Un sorriso si dipinge sulle mie labbra, e penso che adesso puoi proprio farmi ridere di gusto. È sufficiente che tu dia il via libera al sano e sotterraneo maschilismo che possiedi. Suvvia, potresti iniziare con qualche espressione forte; del tipo: Ti voglio strappare le mutande a morsi. Dai caro il mio manzo dal selfie facile, sfoga l’animale che è in te e rendimi felice; giuro che lascerò il mio dito libero di pensarsi la tua mano!
E invece no, non succede così. Come stupirmi, del resto. Se leggi solo Gente e Motori e nella quotidiana visione di Pornhub non ti sei spinto mai al di là della sezione Teenager, è naturale che il tuo lessico sia molto ma molto basico. Colpa mia, cosa voglio pretendere?
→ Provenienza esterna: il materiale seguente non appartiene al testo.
PR #514, opened 2024-03-18
DEVPROD-5529 Update logkeeper bootstrap script with additional environment variables

khelif96:
DEVPROD-5529

### Description 
This should hopefully make starting logkeeper for the first time easier.

### DIFF
--- a/scripts/bootstrap-logkeeper.sh
+++ b/scripts/bootstrap-logkeeper.sh
@@ -49,4 +49,4 @@ fi
 
 
 echo "Use the following command to start logkeeper:"
-echo "${YELLOW}LK_CORS_ORIGINS=http:\/\/localhost:\\\d+ go run main/logkeeper.go --localPath $PWD/bin/_bucketdata${NC}"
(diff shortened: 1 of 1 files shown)


scripts/bootstrap-logkeeper.sh
```diff
@@ -49,4 +49,4 @@ fi
```
minnakt, line 50: i notice a random unused variable called `SPRUCE_DIR` in here 👀 could maybe delete

scripts/bootstrap-logkeeper.sh
```diff
@@ -49,4 +49,4 @@ fi
 
 
 echo "Use the following command to start logkeeper:"
```
minnakt, line 51: it could be helpful to mention that the command should be run from your logkeeper directory (wherever it exists)

minnakt (approved):

scripts/bootstrap-logkeeper.sh
khelif96: Good eye!

PR #515, opened 2024-03-18
DEVPROD-5665 Update cypress e2e task to not report to cypress cloud

khelif96:
DEVPROD-5665

### Description 
irt the slack thread we will no longer be sending data to cypress cloud. 

### Testing 
The associated task still displays all of the necessary logs and links to files in the files tab

### DIFF
--- a/.evergreen.yml
+++ b/.evergreen.yml
@@ -277,7 +277,12 @@ functions:
       shell: bash
       script: |
         ${PREPARE_SHELL}
-        yarn cy:run --reporter junit
+        # Allow spec filtering for an intentional patch.
+        if [[ "${requester}" == "patch" ]]; then
+          yarn cy:run --reporter junit --spec "${cypress_spec}"
+        else
+          yarn cy:run --reporter junit
+        fi
 
 
   yarn-eslint:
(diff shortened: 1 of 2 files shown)


.evergreen.yml
```diff
@@ -277,13 +277,14 @@ functions:
       shell: bash
       script: |
         ${PREPARE_SHELL}
-        # Only record to cypress cloud if this is a pr or a mainline commit.
-        if [[ "${requester}" == "github_pr" || "${requester}" == "commit" || "$requester" == "patch" ]]; then
-          yarn cy:run --record --key "${parsley_cypress_record_key}" --reporter junit
+        # Allow spec filtering for an intentional patch.
+        if [[ "${requester}" == "patch" ]]; then
+          yarn cy:run --reporter junit --spec "${cypress_spec}"
```
minnakt, line 282: i think this already works without it, but should we add the `parameters` block like we have in spruce? I'm not really sure what benefit the block gives though 😅

minnakt (approved):

.evergreen.yml
khelif96: Sure just added it for consistency! 
I was kind of curious about what it did too since I didn't see it in the docs.
I think it does 2 things; applies default values for patch params that are loaded in as expansions and also provides a description when using the evergreen list command in the cli.

PR #150, opened 2021-06-22
Task/146 using babel --watch to unify dev and production builds

### LINKED ISSUE #146: transpile all front-end code before runtime
This is mentioned as part of #60 , but I think it makes sense to do it first as it's own isolated PR.

Right now, we have babel generating node-compliant javascript, but for the front-end parts of the app, we then rely on electron's nodeIntegration to run that nodejs javascript in the browser.

In order to set nodeIntegration: false and contextIsolation: true, we'll need to generate browser-compliant javascript, and webpack is the tool for that.

I don't know all the details of implementing this yet, but we'll need to deal with transpiling the code for devMode & for production. For production, this essentially the `npm run build` step. And for devMode, we currently rely on `@babel/register` to transpile modules on the fly as they are required/imported.

We might be able to keep using babel for the main process code that runs in node, but we may also decide to make a full switch to webpack and drop babel. At least I _think_ that will be an option.

davemfish:
This fixes #146 - though that issue turned out to be slightly incorrect, I used it to generally improve how we use `babel`.

The most important changes here are in `package.json` scripts and the readme, which describes a slightly new development process. The changes allow us to run the same `build/` dir code during development & production. And that means we have less `isDevMode`-type logic in the source code, which is nice. So `index.html` and `index.js` get simpler as a result.

This PR also integrates react-devtools chrome extension into the main electron startup process, so the react tabs appear in devtools instead of needing the developer to start react-devtools separately.


scripts/clean-build-dir.js
```diff
@@ -7,19 +13,6 @@ const glob = require('glob');
...
-  // clean before build just to remove any files that may
-  // have been removed from src/ code but are still in build/
-  // from a previous build.
-  clean();
-  // TODO: formerly we were doing other stuff here,
-  // and we might again in the future with work on
-  // https://github.com/natcap/invest-workbench/issues/146
-  // So we should clean this up as part of that issue.
-}
-
```
davemfish, line 22: Whoops just noticed a glaring error here. I removed the function call completely.

package.json
```diff
@@ -2,16 +2,17 @@
...
   "scripts": {
-    "start": "electron -r @babel/register .",
+    "start": "electron .",
     "lint": "eslint --cache --color --ext .jsx,.js src",
     "test": "jest --runInBand --testPathIgnorePatterns /tests/binary_tests/",
     "test-electron-app": "jest --runInBand --testMatch **/tests/binary_tests/puppet.test.js",
     "postinstall": "electron-builder install-app-deps",
     "fetch-invest": "node ./scripts/fetch_invest_binaries.js && git diff src/sampledata_registry.json",
-    "build": "node ./build.js clean && babel src -d build --verbose --config-file ./babel.config.js --copy-files",
+    "dev": "node ./scripts/clean-build-dir.js && babel src -d build --verbose --config-file ./babel.config.js --copy-files --ignore **/__mocks__/* --no-copy-ignored --watch -s both",
```
dcdenu4, line 14: This looks pretty cool. Liking that `watch` flag.

readme.md
```diff
@@ -7,51 +7,27 @@ InVEST models, and to be extensible to future models or common auxilary
...
-Or build your own local invest binaries using invest's `make binaries` and then
-copy the entire `dist/invest/` dir to this repo's `build/invest/`.  
-
+* `npm install`
+* `npm run fetch-invest`
+	+ fetches prebuilt invest binaries (see package.json invest property)
+	+ Alternatively, build your own local invest binaries:
+		* use invest's `make binaries`, then
+		* `cp -r invest/dist/invest/ invest-workbench/build/invest/`
+* `npm run dev` (this process stays live, do it in a separate shell)
```
dcdenu4, line 16: Okay, so with `npm run dev` and `npm start` below, we'll have two shells hanging out. Is that right?

readme.md
```diff
@@ -7,51 +7,27 @@ InVEST models, and to be extensible to future models or common auxilary
...
-Before running `npm start`, in a second shell launch `react-devtools` (or `npx react-devtools` if you don't have a global install). Then run `npm start`.  
-The electron app should communicate with the
-standalone react-devtools window. There's an oustanding issue in electron
-preventing react-devtools from integrating with the electron browser's devtools window. https://github.com/electron/electron/issues/23662
-
-## To package this app for distribution  
-
-`npm run fetch-invest` - downloads invest binaries and updates the sampledata_registry.json.
+#### To run javascript outside the electron runtime,
+but with the same ECMAscript features and babel configurations:
```
dcdenu4, line 20: Is this the desired markdown syntax you wanted? Just checking.

scripts/clean-build-dir.js
```diff
@@ -1,25 +1,16 @@
-'use strict';
+/* We can't rely on babel to clean it's output directory every time
```
dcdenu4, line 1: Thanks for this comment.

src/index.html
```diff
@@ -1,34 +1,31 @@
...
+    <link
+      rel="stylesheet"
+      href="styles/style.css"
+    />
+  </head>
 
+  <body>
+    <div id="App"></div>
+  </body>
+  <script src="./index.js" type="module">
```
dcdenu4, line 29: So clean!

src/main/main.js
```diff
@@ -143,7 +143,18 @@ export function main(argv) {
     }
   }
 
-  app.on('ready', createWindow);
+  app.on('ready', async () => {
```
dcdenu4, line 146: I'm not entirely sure how this works, but I can at least tell it's a lot simpler design than what we had for setting up dev mode.

dcdenu4 (approved):
Hey @davemfish , This looks awesome. Certainly there are things I don't understand, but this looks very clean and nicely set up. I'm excited to learn more about it in the future.

dcdenu4:
Oh, @davemfish , I did have some comments, so I approved but have not merged. Just in case I don't make it back here before the weekend.

readme.md
davemfish: Yes, that's right

readme.md
davemfish: more/less, yeah. I think it looks okay.

src/main/main.js
davemfish: This is just for loading the react-devtools extension in the browser. It follows that packages documentation about when exactly do that, relative to actually creating the BrowserWindow.

davemfish:
Thanks, @dcdenu4 . I'll go ahead and merge it!

PR #152, opened 2021-06-23
Task/145 organizing renderer files

### LINKED ISSUE #145: re-organize src directory to better separate main & renderer code
I've already done this part way by adding a `src/main/` folder as part of #136 . And I was going to add a `src/renderer/` and move our front-end code in their, but I don't want to totally pollute the diff for the #136 PR, so I'm just creating this issue instead. And later we can do a PR that is strictly devoted to moving files around, and possibly some renaming too.

We might also want to mimic that pattern in `tests/` with `tests/main/` and `tests/renderer/`.

Oh, and the reasoning: in prep for #60 and `contextIsolation`, it's important to make it obvious which code is being imported and run by which process. It's obvious for some files (`.jsx`), but less so for others (e.g. `utils.js`). So dividing our `src` code is one way to make that clearer.

davemfish:
This PR fixes natcap/invest-workbench#145. It creates a `src/renderer/` and `tests/renderer/` directories to match the structure we recently put in place for `main` process code.

I also untracked all the `ResultsTab/` files instead of moving them. That was overdue since we have not been using these files quite some time. I commented on natcap/invest#874 about how to get them back if/when we want to.


emlys (approved):
Looks pretty straightforward. Thanks, @davemfish!

Issue #87, opened 2021-01-22
Some minor UI issues


emlys:
A catch-all ticket for some small UI things that would improve the appearance but don't affect usability. Feel free to add anything else you notice!

- [x] More clearly indicate if an input is optional. In the QT implementation the label text would contain "(optional)". Since we're now getting the label text from the args spec, it should be possible to append "(optional)" to the label if `argsSpec.arg.required === false`.
- [x] Disabled inputs still sometimes have a red or green outline, and any text typed into them before disabling (or selected dropdown option) isn't grayed out. This makes it less obvious that they're disabled.
- [x] input labels have inconsistent capitalization
- [x] Dropdowns should expand to fill the available width like text fields do, or at least expand to fit their widest option.
- [x] The style for separating groups of inputs isn't super effective because when the longer input labels wrap onto multiple lines, that introduces extra space that looks just like the between-group margin. Try making the margin bigger or add a faint horizontal bar or background color.
- [x] Some UI elements don't handle resizing of window well. Should the window just scroll vertically / horizontally when shrunk too much?
- [x] There's a gray border line above the top model in the list of models. IMO there should only be borders between models.
- [ ] It's inconsistent which text is selectable. If you "Select All" on the home tab, the model names aren't selected. If you "Select All" on a model tab, "User's Guide" and "Frequently Asked Questions" are selected but "Load parameters from file", "Save to JSON", "Save to Python script" are not.
- [x] Default hover text appears on all elements and is not helpful. We should remove it and maybe add it back for elements that would really benefit from it.
- [x] Open Workspace button opens a native OS dialog, but on Windows it does not display on top of other open windows. So it's easy to think that the button didn't work.
- [ ] ~~input text fields should display the right-most end of their text content when they contain text that is too long to display completely. That way the more important part of the filepaths is always visible. This was implemented at some point but seems to no longer be working.~~ Moving this to a new issue.

davemfish:
Great list!

> If you hold down a key in a text input field, it only types the character once. Not really a problem, but different from the expected behavior in a form.

This one I'm not seeing in `main`, if I'm interpreting it correctly.

emlys:
@davemfish it turns out that is just a default macOS thing that I'd never noticed before 😬

davemfish:
> @davemfish it turns out that is just a default macOS thing that I'd never noticed before 😬

Woah, that's a new one!

davemfish:
[...]

PR #154, opened 2021-07-01
Feature/122 cleanup tabs styles

### LINKED ISSUE #122: Improve readability & intuitiveness of the Sidebar link titles
* FAQ - might be better as Frequently Asked Questions
* Log - the disabled style is pretty subtle and it might not be obvious what that button is for until after the model starts running. We could gray it out much more, and maybe expand the name to "View Log" or "View Model Log"
* User's Guide & FAQ - both could benefit from an icon that indicates this link opens in a new browser ( we could leave this out until after #102 to avoid changing it multiple times)

If it's useful to add further explanation to any of these items, we could do so in some hover text.

davemfish:
Various style & layout improvements here, mainly focused on keeping things clean & tidy at varying window widths. Fewer items are allowed to wrap, the overall window has a strict minimum 800 pixel width. Most of the attention went to items in the top navbar, and then the two main columns on each of the tabs.

This Fixes #122 and addresses a couple items in #87

### DIFF
--- a/tests/renderer/app.test.js
+++ b/tests/renderer/app.test.js
@@ -205,7 +205,9 @@ describe('Various ways to open and close InVEST models', () => {
     expect(tab3EventKey).not.toEqual(tab1EventKey);
 
     // Click the close button on the middle tab
-    const tab2CloseButton = await within(tab2).getByRole('button', { name: /x/ });
+    const tab2CloseButton = await within(tab2.closest('.nav-item'))
+      .getByRole('button', { name: /x/ });
+    // const tab2CloseButton = await within(tab2).getByRole('button', { name: /x/ });
     fireEvent.click(tab2CloseButton);
     // Now there should only be 2 model tabs open
     modelTabs = await findAllByRole('tab', { name: /Carbon/ });
@@ -215,7 +217,8 @@ describe('Various ways to open and close InVEST models', () => {
     expect(tab1.classList.contains('active')).toBeFalsy();
 
     // Click the close button on the right tab
-    const tab3CloseButton = await within(tab3).getByRole('button', { name: /x/ });
+    const tab3CloseButton = await within(tab3.closest('.nav-item'))
+      .getByRole('button', { name: /x/ });
     fireEvent.click(tab3CloseButton);
     // Now there should only be 1 model tab open
     modelTabs = await findAllByRole('tab', { name: /Carbon/ });
@@ -225,7 +228,8 @@ describe('Various ways to open and close InVEST models', () => {
     expect(homeTab.classList.contains('active')).toBeFalsy();
 
     // Click the close button on the last tab
-    const tab1CloseButton = await within(tab1).getByRole('button', { name: /x/ });
+    const tab1CloseButton = await within(tab1.closest('.nav-item'))
+      .getByRole('button', { name: /x/ });
     fireEvent.click(tab1CloseButton);
     // Now there should be no model tabs open.
     modelTabs = await queryAllByRole('tab', { name: /Carbon/ });
@@ -540,6 +544,7 @@ describe('InVEST subprocess testing', () => {
       findByText,
       findByLabelText,
       findByRole,
+      getByRole,
       queryByText,
       unmount,
     } = render(<App />);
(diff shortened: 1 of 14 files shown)


davemfish:
Here's a before and after screenshots to show some new styling of the tabs. (These are from puppeteer in GHA and that's why they don't display the window frame properly)

Before:
invest-workbench-4-complete-setup-form

After:
invest-workbench-4-complete-setup-form

And another after showing how multiple tabs now shrink as needed instead of having a horizontal scroll bar:
Capture

davemfish:
> After:

Just noticed the feedback font size got bigger here, that was inadvertent and I just pushed a change to make it smaller again.

tests/renderer/app.test.js
```diff
@@ -205,7 +205,9 @@ describe('Various ways to open and close InVEST models', () => {
     expect(tab3EventKey).not.toEqual(tab1EventKey);
 
     // Click the close button on the middle tab
-    const tab2CloseButton = await within(tab2).getByRole('button', { name: /x/ });
+    const tab2CloseButton = await within(tab2.closest('.nav-item'))
+      .getByRole('button', { name: /x/ });
+    // const tab2CloseButton = await within(tab2).getByRole('button', { name: /x/ });
```
dcdenu4, line 210: Good to remove this commented line?

dcdenu4 (changes requested):
Hey @davemfish this looks really good. I tested out your branch locally and everything resized very nicely. The only thing I noticed was that the "LOG" wording hasn't been changed. I think in one of the linked issues, it mentioned this being a little confusing and that maybe "View Log" or something might make more sense. Thoughts?

dcdenu4:
>Just noticed the feedback font size got bigger here, that was inadvertent and I just pushed a change to make it smaller again.

Great! I did notice the font was bigger when running a model, but I didn't mind it haha. Hopefully that doesn't mean I'm getting old.

tests/renderer/app.test.js
davemfish: Thank you!

davemfish:
> > Just noticed the feedback font size got bigger here, that was inadvertent and I just pushed a change to make it smaller again.
> 
> Great! I did notice the font was bigger when running a model, but I didn't mind it haha. Hopefully that doesn't mean I'm getting old.

Yeah this is something I still don't fully understand. We're using `rem` units for fonts everywhere, and I think the baseline font size must have changed for the text in the setup form, but I don't know exactly why, maybe as a side-effect of some of the other changes there. Anyway I agree it's suitable as-is and can easily be adjusted more.

davemfish:
> Hey @davemfish this looks really good. I tested out your branch locally and everything resized very nicely. The only thing I noticed was that the "LOG" wording hasn't been changed. I think in one of the linked issues, it mentioned this being a little confusing and that maybe "View Log" or something might make more sense. Thoughts?

Thanks for trying it out! I thought "Log" was a pretty good label after all. It's one of those things where the very first time you see it you might not know what it's about. But it's also disabled at that point and it enables and switches to it automatically when the user clicks "Run". And from that point on, I think the user will know what "Log" means.

davemfish:
Hmm we're getting annoying npm errors on the `npm install` step our workflows, before it even tries installing anything. It's been an intermittent problem. I just bumped the node version in the workflow files in case that helps.

dcdenu4:
hmmm now I'm seeing a mac failure from this test:

https://github.com/natcap/invest-workbench/runs/3001910418?check_suite_focus=true

davemfish:
> hmmm now I'm seeing a mac failure from this test:
> 
> https://github.com/natcap/invest-workbench/runs/3001910418?check_suite_focus=true

Yeah I just made #155 for that. I don't think it's related to these changes.

dcdenu4 (approved):
Approved.

dcdenu4:
>Hmm we're getting annoying npm errors on the npm install step our workflows, before it even tries installing anything. It's been an intermittent problem. I just bumped the node version in the workflow files in case that helps.

Judging by the tests this either helped or didn't show itself. So I'll go ahead and merge as it's not related to this PR.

Me ne faccio tuttavia una ragione, sperando in qualche succosa evoluzione quando l’atmosfera si sarà riscaldata a dovere. Lui pare ingranare: Sai che mi piaci. Ti farei di tutto, se ti avessi davanti a me ora… Vuoi vedere che finalmente iniziamo a fare sesso virtuale, come dio comanda e non come piccoli criceti in gabbia?
Rilancio, iniziando a giocare con l’elastico delle mie mutandine: Cosa mi faresti?
Se tu fossi qui vorrei averti seduta sopra, con il vestito arrotolato, le natiche nude e la tua figa bagnata che si strofina sul mio cazzo
Sussulto; accidenti mi ha fregata! Ha giocato l’asso subito, tanto da lasciarmi qualche secondo senza fiato, indecisa se proseguire la conversazione sul ritmo che ha improvvisamente preso oppure rallentare fingendo una qualche indignazione. Essendo probabilmente meno fesso di quello che all’inizio pareva, lui prosegue innestando una marcia addirittura superiore. E mi dice: Mi sto toccando, posso?
Sorrido perché mi ha fregato. Come si fa ora a rallentare? Quindi digito, molto lentamente, quasi sorseggiando le lettere, una dopo l’altra, come posso impedirtelo? Fai pure.
Lui: Ho voglia di sentire il tuo sapore; se tu fossi qui ora ti farei sedere direttamente sulle mie labbra  Ben fatto, sto iniziando a fantasticare sulla posizione conturbante che mi ha appena suggerito.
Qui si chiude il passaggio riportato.